----- Given data
PR #94, opened 2024-05-23
chore(RHTAPWATCH-1018): test PVC creation pre-deployment

### LINKED ISSUE #58: Test PVC creation before deploying the rest of the manifests
Create a small pvc before deploying anything just to ensure the cluster has default storage cluster and provisioner configured and running.

Omeramsc:
Adding a check in deploy-deps to ensure PVCs are bound and the cluster has default storage cluster, before deploying all the resources.

fix #58

### DIFF
--- a/README.md
+++ b/README.md
@@ -37,6 +37,8 @@
   * [Unknown Field "replacements"](#unknown-field-replacements)
   * [PR changes are not Triggering Pipelines](#pr-changes-are-not-triggering-pipelines)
----------
Exercise.
Your task is to reproduce exactly the lines that begin at the line containing "Create a small" and end at the final line of the data above.

Response.
Create a small pvc before deploying anything just to ensure the cluster has default storage cluster and provisioner configured and running.

Omeramsc:
Adding a check in deploy-deps to ensure PVCs are bound and the cluster has default storage cluster, before deploying all the resources.

fix #58

### DIFF
--- a/README.md
+++ b/README.md
@@ -37,6 +37,8 @@
   * [Unknown Field "replacements"](#unknown-field-replacements)
   * [PR changes are not Triggering Pipelines](#pr-changes-are-not-triggering-pipelines)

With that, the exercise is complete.